How much does it cost to prevent a new case of cancer? No one knows, which is itself a tell. I spent several hours trying to find a decent answer to what in fairness is a very complicated question, and struck out completely.
So let’s ask a simpler question. How much does it cost to get a smoker to quit? According to the CDC, it’s about $480. Smoking raises the lifetime risk of cancer death from 14% to 26%, so that $480 buys about a 12% risk reduction (although it takes several years until former smokers risk matches that of non-smokers). So let’s call it a 10% risk reduction, meaning that the CDC’s ad campaign prevented cancer deaths at a cost of $480/0.10 = $4800. That compares very favorably to the $138K required to prevent a death through treatment. Quitting smoking prevents all kinds of other diseases and deaths as well, whereas cancer treatment, even when successful, causes significant morbidity.
Although smoking accounts for about 30% of the US cancer burden, there are plenty of other preventable causes of cancer. Estimates of cancers attributable to diet/obesity, infectious diseases and alcohol range from 20% to 60%. The potential cost savings here–not to mention the reduction in human suffering–are enormous. Reducing preventable cancers by 20% would save anywhere from 60,000 to 100,000 US cancer deaths per year. It would be the equivalent of finding a cure for both breast and prostate cancer.
So you’d expect a pretty substantial fraction of cancer R&D to be directed at prevention. Prevention is effective, it is cheap, and it has all sorts of ancillary health benefits.
Ha. Just 5.7% of the National Cancer Institute’s 2018 budget of $5.6B is directed toward cancer prevention. $320M is not nothing, but it’s less than the Cancer Moonshot initiative alone ($400M), and a trifle compared to the tens of billions of dollars spent yearly by pharmas to develop oncology drugs.

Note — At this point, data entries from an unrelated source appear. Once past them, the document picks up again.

Issue #435, opened 2014-11-10
Dragging subgroups (up/down) to change the order.


nsconde:
It would be great if it would be possible to not only drag events, but also groups and sub groups.  Right now, I have a button the user presses on each lane that selects the children and drags all the events at the same time. However, I think it would be a useful feature to be able to drag a subgroup, whether it be a background or a sub group, and drag its children.  I hope that makes sense.

AlexDM0:
Hi,

Over the last year a lot of feature requests have been made. We have just introduced our new website which has a list of the requested features. We have placed this request on that list. 

The list can be found here:
http://visjs.org/featureRequests.html

An explaination of the new system can be found here:
http://visjs.org/blog.html#New\ website\ for\ vis\.js\!

I would like to stress that this does not mean we abandon this request. Discussion here will continue if needed on this feature but we will close it to keep our Github issue page more of a bug-todo list.

Future feature requests will still be made here and then added to the website by us.

Regards,

Alex

mojoaxel:
Reopening as Feature-Request issue (see #2114). 
Everybody: Please feel free to implement this!

yotamberk:
With #1109 it is possible to drag and reorder groups. To reorder items, you can use the multiselect and drag multiple items between groups. It doesn't make sense to drag all the content from group to group within the timeline. It should be implemented by you.

PR #1109, opened 2015-07-19
Group Dragging in Timeline

hansmaulwurf23:
Hi!

I started to implement the dragging of groups as suggested in #435. This feature is activated by the option `groupsDraggable`. Event handling is done by a second instance of hammer `groupHammer` which does not enforce the group to be selected first. The dragging code follows your item dragging concept with `_onDragStart`, `_onDrag` and `_onDragEnd`. To achieve changing the groups appearance I had to provide a default implementation for the `groupOrder` function, which relies on a new attribute `order` in the groups data.

This is a first idea, please help me with some problems that arise with this:
* In case of a user provided `groupOrder` function, the `groupsDraggable` option cannot be used, since the user takes care of the groups appearance. In my opinion `groupsDraggable` and `groupOrder` need some sort of special validation when the options are set.
* The name of the `order` attribute in the groups data should be configurable, so I suggest something like a `groupOrderAttribute` option to avoid conflicts with user defined attributes.
* For now the user has to set the `order` values when the DataSet for the groups is created. This could also be done in the DataSet event handler for `add` (`_onAddGroups`).
* The default implementation of `groupOrder` relies on `order` being a number. Maybe this should be a little more generic (for example using `String.localeCompare()` and such)?

Regards,
Martin


josdejong:
Thanks for picking this one up Martin!

First, the ability to drag groups is one of the features we need to fully manipulate groups: in the end we may want three things: (a) create new groups, (b) delete existing groups, (c) change the order of groups by dragging them. It's quite similar to the `editable` option of items, and maybe we should structure this similarly for groups: make an option `groupsEditable: {add: boolean, remove: boolean: order: boolean}` (with a shortcut to define `groupsEditable` as a boolean, to set all three options to either true or false).

The field which determines the groupOrder is already customizable, you can define `groupOrder` as string. This will indeed not work when `groupOrder` is a function. In that case the Timeline lacks information to know how to change the order. 

Just thinking aloud here: maybe we shouldn't dictate that the ordering is determined by one specific field, maybe we can just request a callback function from the user which will change the groups order for us. All we need is a function `groupOrder` to order the groups (already there), and a function `moveBefore` to move one group before another group. The implementation of `moveBefore` should take care of actually changing the order of groups, probably by changing values of some `order` field on the groups. We could provide and use a default implementation of `moveBefore` which makes use of a field `order` on the items, so a user is not forced to implement this function but can override it when needed.

hansmaulwurf23:
Hi Jos,

Thanks for the quick reply!

The thing with `groupsEditable` is a good idea, but isn't the timeline initialized like this
```javascript
var timeline = new vis.Timeline(container, items, groups, options);
```
with groups being a DataSet, which can be edited from outside? The event handlers (subscriptions) for the `DataSet` cannot cancel an insert, update or delete, right? How do you want to enforce the `groupsEditable` then? By resetting the old values in the subscriptions from within the timeline code?

I like the idea with `moveBefore`... Will give that a try later. For my usage of timeline, I will set up a `groupOrder` holding the name of the `order` field of the `groups`. My implementation of `moveBefore` is simply swapping the values of that `order` fields. Simple and nice! :-)

josdejong:
Currently groups can only be edited from outside, but that's exactly what we would like to change right. In the end groups will be completely editable by the user from within the Timeline, similar to how the user can edit/create/remove items inside the Timeline. 

I'm not sure what you mean with the issues round event handlers for the DataSet. Suppose we have a configuration option `groupsEditable: {remove: true}`, then we can create a "Delete" button on the group labels  when hovering them. If the user clicks the delete button, the Timeline will simply call `DataSet.remove(group.id)` on the DataSet of the groups.

btw maybe `groupEditable` (singular) would be a better name to be consistent with options like `groupOrder` and `groupTemplate`.

hansmaulwurf23:
Ok, I will implement the `groupEditable` option in a way that the `order` part of it will be enforced when `_onGroupDragStart` is executed. Removing and adding UI elements can be added later on.

Concerning the event handlers for the `DataSet`: I thought you want to enforce the `groupEditable` options, so that `add` and `remove` will fail on the `DataSet` if these options are set to false. If these options simply add or hide UI elements that enable the user to add or remove groups forget about my thoughts ;-)

About the dragging itself: I changed my code to use a moveBefore function to change the order. Obiously this function must increase/decrease a value (or multiple) that define the order of the groups (via the `groupOrder` option). The problem is though, that the dragging events are fired multiple times and invoking some kind of changing operation will increase/decrease way to many times (or are not invoked at all if moved too fast). Also, if the order is changed within `_onDrag` (over and over again) some sort of toggling can happen, since the need to change the order is defined by the event positions underlying group. 

The alternative implementation I tried is simply showing some kind of hover effect on the group that has the position which the dragged group will take. The actual changing of order is done in `_onGroupDragEnd`. 

Long story short: either dragging of groups is implemented live while dragging or at the very end (on mouse up). The first way has the effect of seeing live what will happen (within the items container) and the second one has not so many error prone side effects.
What is the preferred way for you here?

josdejong:
Sounds like a nice challenge :D 

> Concerning the event handlers for the DataSet

No, the DataSet operations should not be blocked, it's only the UI actions done by the user which must be enabled/disabled depending on the configuration of `groupEditable`.

Getting this working may indeed not be so trivial. I've had troubles with the toggling you describe in the past, when moving items from one group to another when adding/removing this item changes the height of the group. Can be tricky to get it right.

The dragging should not repeately fire the moveBefore, only if the target of moveBefore changes, right? Then it should replace the index value and shift the values of all lower down groups.

hansmaulwurf23:
Hi Jos!

It is done :-)

I used a function `groupOrderSwap` that swaps the order of two groups. `groupOrderSwap` is part of the options and has a default implementation. This is not a `moveBefore` but avoids error prone side effects we discussed in this thread.
In every execution of `_onGroupDrag` I check whether the order of the groups was messed up with misfires of the dragging event and fix the positions accordingly ([Line 1480](https://github.com/almende/vis/pull/1109/files#diff-d3c0773c9b1eaa102ae263e2f400774dR1480)). The `groupOrderSwap` is quite handy here since the value(s) of any order field(s) does not need recalculation whatsoever.
I found a way to avoid toggling as well. Before actually swapping the order of the dragged group and the underlying group I check whether any new order results in a stable constellation ([Line 1445](https://github.com/almende/vis/pull/1109/files#diff-d3c0773c9b1eaa102ae263e2f400774dR1445)). In other words when changing the order the `clientY` must be within the dragged group to create a stable constellation.
The best thing is: the code works with the option `order` being a fieldname or a function.
The new option is also incorporated in `Group` to add the classname `draggable` which sets `cursor: pointer` in [`labelset.css`](https://github.com/almende/vis/pull/1109/files#diff-57a28c5491c4d1c9631f32c99adfde2dR24).

Tell me whether you are fine with this concept and the naming of `groupOrderSwap` and the new classname `draggable` and I will change the docs, too.

I hope you like it :-)

josdejong:
Thanks, looks nice!

A few remarks: 
- I'm not sure about the `groupOrderSwap`. I suppose this only works for swapping two subsequent groups? This is normally the case as mouse movements are triggered a lot with normally just a few pixels change in position. But in general, it could be that you drag the group at position 5 on top of the group at position 2, then group 2 should get the index of group 3, group 3 that of group 4, group 4 that of group 5 and group 5 the index of group 2 right? There is a shift in the index. That was what I had in mind with the `moveBefore` function. But if you can guarantee that this can never happen I guess it's ok (and it's simpler than the whole index shifting thing).
- Right now the `groupOrderSwap` function accepts `Groups`, which is an internal data structure. Would't it be more logical for the end user when the function is invoked with the *data* of these groups, the exact same data that the user has added to his DataSet with groups? 
- I don't have a strong opinion about the name for the event `groupDragged`. Mabye it's good to keep it similar to the way you edit items ([see docs](http://visjs.org/docs/timeline/#Editing_Items)): you can provide event handlers for `onMove`, `onAdd`, `onRemove`, so we could implement this for groups like `onMoveGroup`, `onAddGroup`, and `onRemoveGroup`?
- It would be great if you could update the docs too :)

hansmaulwurf23:
Hi!

`groupOrderSwap` is not only working for subsequent groups, I guarantee ;-). If you dragged a group at position 5 on top of the group at position 2, then they change positions, thats true (and therefore wrong :D). But after that swap I check against the original order. Since only one group can be dragged at a time everything above the new position of the dragged group should be where it was before the drag. At the dragged position must be the dragged group. Everything below the dragged group should shift their positions one step down. Therefore I check the rest of the positions with a `newOffset`. If there is anything at the wrong position I call the swapping function until the rest of the positions is where they should be. 
In case the dragged group is moved below its original position everything above the original position should be where it was before the dragging started. From the position where the drag started down to new position of the dragged group all groups should have shifted their positions one step up (therefore the `origOffset`). Then again up until the lower end of all groups every group should have their original position, so I swap everything that is wrong. (Hopefully you get what I mean :D)
IMHO this is why the `groupOrderSwap` is a better way of achieving reordering, because in swapping no absolute values that define positions are recalculated or smth (and may drift apart) but simply exchanged.

> Right now the groupOrderSwap function accepts Groups, which is an internal data structure. Would't it be more logical for the end user when the function is invoked with the data of these groups, the exact same data that the user has added to his DataSet with groups?

I'm not sure what you mean. Shall I clone the data of both groups with `util.extend` first and/or do the actual updating on return of the function call? I thought `this.groupsData` is referring to the original `DataSet` since this is whats done in `ItemSet.prototype.setGroups`, right? 

> you can provide event handlers for onMove, onAdd, onRemove, so we could implement this for groups like onMoveGroup, onAddGroup, and onRemoveGroup?

Done in the updated Pull Request. Please have a look at that. On a `callback(null)` I restore the original order, which gives the user a good way of canceling the drag with own checks afterwards. Did you want me to honor the `callback` concept here, anyway?

> It would be great if you could update the docs too :)

I will update the docs after you decide the semantics of the event handlers. I promise :-)

josdejong:
Ah I get it. Smart solution with `groupOrderSwap`, that's a nicer and simpler solution than I had in mind! Nice!

As for passing the data of the group instead of the `Group` itself: right now a group does not store a pointer to it's data, you could store that in `Group.setData` by doing `this.data = data;` and initialize `this.data = null` in the Group constructor, same as `Item` does. Then when calling `groupOrderSwap` you can call `groupOrderSwap(draggedGroup.data, targetGroup.data, this.groupsData)`. 

I would say though that it's the task of the Timeline to send the changed data to the DataSet of the groups after `groupOrderSwap`, this should not be the task of groupOrderSwap. Keep the "swapping" logic separate from the "storage" logic. So it could look like:

```js
// ...
    groupOrderSwap: function(draggedGroupData, targetGroupData, groups) {
    	var targetOrder = targetGroup.order;
    	targetGroup.order = draggedGroup.order;
    	draggedGroup.order = targetOrder;
    },

// ...
this.options.groupOrderSwap(draggedGroup, targetGroup, this.groupsData);
this.groupsData.update(draggedGroup);
this.groupsData.update(targetGroup);
// ...
```
The third parameter passed to `groupOrderSwap` is now optional, but it's always neat to pass the "context" (similar to JavaScript's `Array.forEach(callback: function(currentValue, index, array))`.

Thanks for adding the `onMoveGroup`, `onAddGroup`, and `onRemoveGroup` handlers. We still have to add buttons on the UI to actually use them but it's nice that the structure is already in place.

hansmaulwurf23:
I still don't understand the issue with passing the group. Isn't the two passed parameters exactly what the user added to the `DataSet` when initializing the Timeline, since it is fetched via `groups.get(...)`? What is the advantage of changing the Group and holding a `data` attribute when the groups data can be fetched any time with the groups id?

Everything else is done. Now updating of the group for `groupOrderSwap` is done in the Timeline. I changed the docs and added an example for the `groupEditable` usage (including `groupOrderSwap`). Hope you like it.

josdejong:
> I still don't understand the issue with passing the group. Isn't the two passed parameters exactly what the user added to the DataSet when initializing the Timeline, since it is fetched via groups.get(...)?

Ah, sorry. I think I misread your code, you already did it like that! Great :)

I will merge your PR now, thanks a lot for all your work Martin!

josdejong:
You included a nice example :)

Maybe we can also add some visual clues for the mouse cursor when hovering and dragging a group (`cursor: move;`).

Issue #861, opened 2015-05-24
brokenImage only works for one node


BorisKingma:
Dear Alex,

as in the title, if I have multiple nodes with a broken image, only the first one shows a broken image. The rest shows no image at all (I tried up to three).

below is the code example excerpt to clarify:

this.nodes = new vis.DataSet([]);
this.edges = new vis.DataSet([]);
      	
this.nodes.add({id: 2, value: 1, label:"a", group:"alfa",  shape: 'image', brokenImage: IMAGE_DIR + 'logo.png', image: 'notexisting.png'});
this.nodes.add({id: 3, value: 1, label:"b", group:"beta",  shape: 'image',brokenImage: IMAGE_DIR + 'logo.png', image: 'notexisting.png'});

regards,
Boris

AlexDM0:
Hi Boris,

Thank you for reporting this. I'll look into it. 

Cheers

AlexDM0:
Hi Boris,

I cannot seem to reproduce this. Could you make a jsbin to show it?

Cheers

BorisKingma:
Hi,

I am not familiar with jsbin, but maybe it is helpful to know that the case
I had was that all images had broken links.

Regards,
Boris

AlexDM0:
Hi Boris, 

I managed to reproduce it. I'll make sure it's fixed for our release next week. 

Regards,

Alex

AlexDM0:
Hi Boris,

This is fixed in develop. I think this bug has been there for a long long time. Thanks for catching it :)

Cheers

PR #1119, opened 2015-07-23
Fixed issue where broken images wouldn't always be rendered.

brendon1982:
Hi,

Before I get into the details of the pull request. I am aware that it is a very heavy handed one. I usually try make as small a change as is necessary to achieve what I need but in this instance I couldn't find a small simple change to solve my problem. I have thoroughly tested my changes in my production project, where I use the broken image feature extensively, as well as all the examples that use images.

Now to the issue at had. I was having a problem with fall back images where sometimes they wouldn't render. This was quite weird because the problem wasn't that the broken images weren't loading, I confirmed in the browser developer tools that they were loading just fine, I even checked that the 'onload' event was firing for the broken image URL.

After quite a bit of investigation I found that the issue was happening because the 'onerror' event was firing multiple times when the imageUrl failed to load, I confirmed that this was happening even if I only had one node in the network! This caused a problem with the current implementation because it assumed that the first time the 'onerror' event fired that it was a failure for the imageUrl and the second time it fired that it was a failure for the brokenImageUrl and then it cleared the src property of the image, which at that point was set to the brokenImageUrl. I couldn't figure out why the 'onerror' event was firing multiple times, it wasn't because the load function was being called multiple times, or because the src property of the image was being set multiple times. So I decided to update the implementation to use a different function to handle errors in loading brokenImageUrl to errors in loading imageUrl, this removed the complexity of needing to figure out which URL had failed to load, and made the event being raised multiple times a non issue.

I am aware that the new implementation doesn't use the 'id' parameter that was introduced to fix issue #861, but I have tested this scenario with the new implementation and it works perfectly.

Finally thanks for the great library and for all the effort you put into it.

### DIFF
--- a/examples/network/nodeStyles/circularImages.html
+++ b/examples/network/nodeStyles/circularImages.html
@@ -45,7 +45,8 @@
         {id: 12, shape: 'circularImage', image: DIR + '12.png'},
         {id: 13, shape: 'circularImage', image: DIR + '13.png'},
         {id: 14, shape: 'circularImage', image: DIR + '14.png'},
-        {id: 15, shape: 'circularImage', image: DIR + 'missing.png', brokenImage: DIR + 'missingBrokenImage.png', label:"when images\nfail\nto load"}
+        {id: 15, shape: 'circularImage', image: DIR + 'missing.png', brokenImage: DIR + 'missingBrokenImage.png', label:"when images\nfail\nto load"},
+        {id: 16, shape: 'circularImage', image: DIR + 'anotherMissing.png', brokenImage: DIR + '9.png', label:"fallback image in action"}
       ];
 
       // create connections between people
@@ -64,7 +65,8 @@
         {from: 10, to: 11},
         {from: 11, to: 12},
         {from: 12, to: 13},
-        {from: 13, to: 14}
+        {from: 13, to: 14},
+		{from: 9, to: 16}
       ];
 
       // create a network
--- a/examples/network/nodeStyles/circularImages.html
+++ b/examples/network/nodeStyles/circularImages.html
@@ -66,7 +66,7 @@
         {from: 11, to: 12},
         {from: 12, to: 13},
         {from: 13, to: 14},
-		{from: 9, to: 16}
+        {from: 9, to: 16}
       ];
 
       // create a network
--- a/lib/network/Images.js
+++ b/lib/network/Images.js
@@ -10,58 +10,87 @@ function Images(callback) {
 }
 
 /**
- *
+ * @param {string} url                      The Url to cache the image as 
+  * @return {Image} imageToLoadBrokenUrlOn  The image object
+ */
+Images.prototype._addImageToCache = function (url, imageToCache) {
+    // IE11 fix -- thanks dponch!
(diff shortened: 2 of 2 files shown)


AlexDM0:
Hi Brendon,

Thanks for looking into this! I was not aware of any issue with the current implementation but then again, we don't use this specific part much outside of our examples. 

Before I merge it in, I have three (small) questions. 

1) you mention you have tested it a lot, is this with the 4.6 version?
2) could you add some more comments in the code? This part of the library is usually taken for granted and not looked at for months. Any stupidly simple explanation would be great.
3) we tend to make function declarations part of the prototype in order to keep everything short and readable and to better show the flow of the program. This allows you to keep using "this" instead of me as well. Do you think you could adhere to this in your refactor as well?

Regards,

Alex

brendon1982:
Hi Alex,

1) For our production system I was using 4.4, but I've just updated our production system to use the latest develop version (including the changes in my pull request) and ran it though all out use case tests and it is working perfectly. Before submitting the pull request I also used all the examples that are part of the repo and use images to do testing.

2) I've added comments :D

3) I've moved the previously internal functions to the prototype and prefixed them with an underscore to indicate that they are 'private'. I still needed to use a self/me variable so that I could access the correct instance in the event handler functions, but I think that this is unavoidable.

Regards,
Brendon

AlexDM0:
Hi Brendon,

Thanks for the refactor! Regarding point 3, I can rewrite it in ES6 format after merging (we're trying to update vis completely, network has been mostly rewritten for ES6) which solves the need for self by using arrow functions. 

If you think it'd be particularly fun to do this then by all means, if not I'll be happy to do that refactor later on.

I'll merge your code in on Monday, as it's a little busy here at the moment. Let me know if you feel up to making an ES6 refactor. (callbacks to arrow functions, usage of class instead of prototype and an export line that will be used to import the class in the required modules).

Regards

brendon1982:
So it turned out to be particularly fun :D

AlexDM0:
Hi Brendon,

ES 6 is easy to work with isnt it? :)

do we need to update the import lines in the modules that use it? 

Thanks for doing all this!

brendon1982:
Yea ES6 is awesome cakes :D

I don't think that we need to update the import lines as I compiled it after I updated to ES 6 syntax, then checked all the examples that use images, then updated my production code and ran through my test scenarios and it all worked fine.

It is a pleasure to contribute to this library, you are always so friendly and helpful, and it is by far the best library for drawing interactive networks. It has saved us so so so much time, the little we give back pales in comparison to how much we've gotten :D

AlexDM0:
I'm glad you like it! I've merged in the code. We will release it in the next cycle. I'm not sure yet when this will be but they tend to happen often. 

Regards

AlexDM0:
Hi Brendon,

Is #1152 due to your code? It's the only change in that region.

Regards

AlexDM0:
Hi Brendon, 

Sorry, this was my fault. Your code works! :)

Cheers

brendon1982:
Hi Alex, 

I apologise for not responding sooner, I've been completely snowed under this week. Glad to see I didn't break anything!

:D

PR #1131, opened 2015-07-28
fix "TypeError: Cannot read property '_bound' of undefined" in angular2 environment

Braincompiler:
... since zone.js (provided by angular2) implements a custom removeEventListener function and access the listener in any case also in case the listener is undefined:
```javascript
obj.removeEventListener = function (eventName, fn) {
    // arguments[1] is the listener function (fn) and undefined in that case
    if(arguments[1]._bound && arguments[1]._bound[eventName]) {
      var _bound = arguments[1]._bound;
      arguments[1] = _bound[eventName];
      delete _bound[eventName];
    }
    var result = removeDelegate.apply(this, arguments);
    global.zone.dequeueTask(fn);
    return result;
  };
```
Since `Core#_startAutoResize` calls `Core#_stopAutoResize` BEFORE `Core#_onResize` is set the error occurs.

### DIFF
--- a/lib/timeline/Core.js
+++ b/lib/timeline/Core.js
@@ -265,7 +265,7 @@ Core.prototype.setOptions = function (options) {
           onRender: options.drawPoints
       };
     }
-    
+
     if ('hiddenDates' in this.options) {
       DateUtil.convertHiddenOptions(this.options.moment, this.body, this.options.hiddenDates);
     }
@@ -900,8 +900,10 @@ Core.prototype._stopAutoResize = function () {
   }
 
   // remove event listener on window.resize
-  util.removeEventListener(window, 'resize', this._onResize);
-  this._onResize = null;
+  if (this._onResize) {
+    util.removeEventListener(window, 'resize', this._onResize);
+    this._onResize = null;
+  }
 };
 
 /**


AlexDM0:
Hi,

Thanks for wanting to contribute! I think you should take this up with our angular branch though.
https://github.com/visjs/angular-visjs

I can't merge angular specific code into the main repo.

Regards

Braincompiler:
Hi,

this is neither angular1-specific nor an problem of your angular-implementation :) Its first an angular2-specific problem cause of the zone.js and IMHO a more general problem of your library since it could always happen in case the removeEventListener function was replaced/overloaded by any 3rd-part lib. Independent of the environment :)

I just want to share my solution since i run into the issue.

josdejong:
Thanks for bringing this up Christian. 

I would say though that this is a bug in this `zone.js` code: it's replacing a native method `removeEventListener` (which is a questionable practice) with a non-standards compliant version (!!!). This should be fixed in `zone.js` itself. [From MDN](https://developer.mozilla.org/en-US/docs/Web/API/EventTarget/removeEventListener):

> Calling removeEventListener() with arguments that do not identify any currently registered EventListener on the EventTarget has no effect.

Anyway, on the pragmatic side, I'm ok with putting an `if(this._onresize)` statement around the removeEventListener, it would be neat as we indeed call `_stopAutoResize` before `_startAutoResize` at a time that `this._onResize` is uninitialized. We can only accept your fix on the `master` branch though, can you redo your PR to the `develop` branch?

So it’s great that cancer deaths are down by 27%, but the real story is that most of that drop is due to a reduction in cancer incidence, mostly due to smoking reduction, while our cure rate (deaths/diagnosis) has stalled out per the graph above. All those new and pricey cancer medicines are doing just about nothing to reduce cancer deaths.
You won’t find that story coming out of our Cancer Industrial Complex, nor from the sycophantic journalists eager to report on the latest gee-whiz breakthrough in therapeutics. Preventing cancer is boring; curing it is thrilling.
And lucrative.
A $100B market with nearly 10% annual growth is a trough that everyone wants to dive into. Oncology drugs are the modern gold rush: as of 2015, there were 586 late phase therapies being developed by 511 companies.
With that kind of cash sloshing around, it’s not hard to suborn “key opinion leaders” whose ego-driven needs for validation and recognition make it easy to rationalize grabbing a golden ticket. After all, even if you are caught, the consequence appears to be a prestigious and lucrative job in pharma.
It’s time to call bullshit on this charade. It’s time to recognize that cancer prevention is far more effective than cancer therapy in saving lives, and its time to put our money into prevention efforts rather than high-priced therapies that are doing nothing to reduce deaths from cancer.
First rate!
How much of that drop in deaths is due to early detection finding things that would never have killed the patient? I understand that most supposed prostate cancers are false alarms.Are those numbers corrected for that bias?
That’s a tough question but a good one.I don’t think a definitive answer is possible. There is too much disagreement as to how to define and detect those false alarms.
The most I think we can hope for from these numbers is that they are consistent, even if biased, over the time period reported. That at least gives us some info with regard to trends. I worry that my graph which shows death per diagnosis is biased in a way that makes the apparent flattening out of progress just an artifact. But that would mean a drop in diagnostic yield in the last 7-8 years, while deaths from older cases continued apace, which hardly seems possible.